I have not always been the most engaging person, but my emotional distance has been causing more and more problems in my marriage. I've just been shutting down, and I don't have any real reason to.


----------



## DeepBreathPKI (May 9, 2012)

You need to get involved with somthing. An interest. Be part of something. A group, charity, fundraising maybe. Get inspired. Watch the last 2minutes of every 'Russel Howards Good News' Programme. IT will make you feel lucky to be alive.


----------



## lamaga (May 8, 2012)

Oh, there's a reason, you just don't know what it is. Have you ever tried any personal counseling? Seems like you could benefit from talking to someone.


----------



## Jimena (May 28, 2012)

I have been thinking about counseling. I just don't think we can afford it right now.


----------



## DoctorWho (May 31, 2012)

Jimena said:


> I have been thinking about counseling. I just don't think we can afford it right now.

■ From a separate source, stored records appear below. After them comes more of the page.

Issue #50, opened 2017-05-01
deadlines within questions and assignments


utetrapp:
# User Story

### As a: 
teacher

### I want:
set a deadline for a given assignment/question

### so that:
able to address the problems in the lecture.

## Storypoints:
?

## Acceptance criteria:
- [x] Possiblity to set a deadline (optional!). After this deadline the students may not upload their answers or work on the questions.

felixbrucker:
https://github.com/angular/material2/issues/5648

felixbrucker:
As soon as `@angular/material-moment-adapter` hits npm we should use it.

See https://github.com/angular/material2/issues/7464

d89:
looks good 👍

PR #407, opened 2017-11-30
Use international date format for datepicker

felixbrucker:
## Improvements
- The date is now formatted internationally and time is included always in 'HH:mm' format

related to #50


felixbrucker:
I don't think so, you set dates, and 00:00 is the equivalent to the date. In fact that's exactly what the datepicker does, it just wasn't displayed previously

PR #445, opened 2017-12-18
Feature/191 automatic enrollment

### LINKED ISSUE #191: Automatically enroll whitelisted users for the course they are whitelisted for
no text :).

OliverNeff:
## Description:
This feature should remove all students from whitelist when there are not whitelistet anymore, that means if a new CSV-File is uploaded and let a new regstration automatically add to coursers where there are whitelistet for. 

Closes #191 

## Improvements
- Optimize ObsCsvController.ts on some parts so there is no loading of all users needed anymore.
- Add await and async syntax on some methodes.
- new registrations are add to courses if there are whitelisted for it.

## Known Issues:
#191 

## Help on Line 15 in WhitelistUpdater needed. 
Want to use $elemMatch for finding alle courses where a user is whitelisted but it is not working. 
```typescript
    const courses = await Course.find(
      {
        whitelist:
          {
            $elemMatch:
              {
                firstName: user.profile.firstName.toLowerCase(),
                lastName: user.profile.lastName.toLowerCase(),
                uid: user.uid
              }
          }
      });
```

Should normally work.

------


OliverNeff:
It seems that there are not the same environments by tests local and in travis?

api/test/integration/auth.ts
```diff
@@ -52,6 +56,63 @@ describe('Auth', () => {
...
+        Course.create({
+          name: 'Test Course 1',
+          enrollType: 'whitelist',
+          whitelist: []
+        }).then((noElemCourse) => {
+          Course.create({
+            name: 'Test Course 2',
+            enrollType: 'whitelist',
+            whitelist: [whitelistUser]
+          }).then(elemCourse => {
```
lukaskorte: Pleaaase fix the indentation ... 😱

api/src/controllers/ObsCsvController.ts
```diff
@@ -83,22 +86,16 @@ export class ObsCsvController {
...
-      if (foundUsers.length > 0) {
-        foundUser = foundUsers[0];
-      }
-      if (foundUser != null && course.students.filter((student: any) =>
-        student.toString() === foundUser._id.toString()).length <= 0) {
-        course.students.push(foundUser);
+  private async addParsedUsersToCourse(course: ICourseModel) {
+    await Promise.all(this.whitelistUser.map(async (wUser) => {
+      const user: IUserModel = await User.findOne({uid: wUser.uid});
+      if (user && user.profile.firstName.toLowerCase() === wUser.firstName.toLowerCase() &&
```
lukaskorte: Do we really need to check the name when the uid matches?

api/src/utilities/WhitelistUpdater.ts
```diff
@@ -0,0 +1,28 @@
+import {IUser} from '../../../shared/models/IUser';
+import {Course} from '../models/Course';
+
+export class WhitelistUpdater {
```
lukaskorte: Why is this a class?

api/src/controllers/AuthController.ts
```diff
@@ -54,10 +57,13 @@ export class AuthController {
         return newUser.save();
       })
       .then((savedUser) => {
-        return emailService.sendActivation(savedUser)
-          .catch(() => {
-            throw new InternalServerError(errorCodes.errorCodes.mail.notSend.code);
-          });
+        // User can now match a whitelist.
+        return this.updater.addWhitelistetUserToCourses(savedUser).then(() => {
+          return emailService.sendActivation(savedUser)
```
lukaskorte: Please do not nest promises. Alternatively you could also introduce async/await here.

api/src/controllers/ObsCsvController.ts
```diff
@@ -37,9 +39,10 @@ export class ObsCsvController {
    * @param allUsers All users in System.
    * @returns {any} An updated course model.
    */
-  public updateCourseFromBuffer(buffer: string, course: ICourseModel, allUsers: any[]): ICourseModel {
+  public async updateCourseFromBuffer(buffer: string, course: ICourseModel) {
     this.pushWhitelistUser(buffer);
-    course = this.addParsedUsersToCourse(course, allUsers);
+    course.students = [];
+    course = await this.addParsedUsersToCourse(course);
```
lukaskorte: You are already passing a reference, no need to reassign.

api/src/controllers/ObsCsvController.ts
OliverNeff: It is agreed that uid, first name  and last name must match but it is checked by creation so you are right.

api/src/utilities/WhitelistUpdater.ts
OliverNeff: Because technically whitelists are technically not a thing of authentication, but I can move it to it.

api/src/controllers/AuthController.ts
OliverNeff: Hope it does the same as before. ^^

api/test/integration/auth.ts
OliverNeff: What is with call done on this way?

I don't know where you live but I would suggest talking to your GP. Last year a GP referred me to a series of counselling sessions where I could choose a counsellour/psychiatrist/psychologist and claim back the government rate for counselling. It was my choice to see someone who cost more than the government rate, but at least I got some of the money back. 
I went back to the doctor recently and talked about the same thing, it happened to be a different GP, and they advised they had on-site counsellours (so I could get my government rebate instantly) which would be cheaper. The doctor also asked to see me again in 2 weeks, so whilst I have to wait a few weeks to get into the counsellour, at least I have started to ask for help. 
Funny, walking away from the GP I felt like "I wasn't that bad" and was "wasting my/their time" "whinging". The only thing which makes me continue to ask for help is because I know that when I isolate myself and feel really low, it's not healthy. Two days before I went to the doctor's to get an appointment and they were booked out. I walked all the way home in tears. WTF? The other times (of day or week) when I feel functioning, social, (at least at work), make me feel like there are ppl far worse off than me and I should focus on aaaall the goooood in the world and my life, and not wallow. 
Finally, I am glad I went back to the GP for an appointment...walking home in tears "for no good reason" is really not healthy! (It happened 3 times this week already). 
Frickin HATE mental issues!!! ;-) 
Hope you talk to someone soon (and not just on the boards). 
Good luck.


----------



## muttgirl (Mar 23, 2012)

If you are going to make an effort, your marriage is a good place to start. My h is the one who is shutdown, and I always feel either ignored or boring. If he could see what just a little attention would do, I hope he would try harder. Every day I struggle to be positive and put energy in our relationship and I usually feel like he could care less and then I get more resentful. Now I am working on me and my depression and keeping the door open for a better relationship. Good luck.


----------



## DoctorWho (May 31, 2012)

muttgirl said:


> If you are going to make an effort, your marriage is a good place to start. My h is the one who is shutdown, and I always feel either ignored or boring. If he could see what just a little attention would do, I hope he would try harder. Every day I struggle to be positive and put energy in our relationship and I usually feel like he could care less and then I get more resentful. Now I am working on me and my depression and keeping the door open for a better relationship. Good luck.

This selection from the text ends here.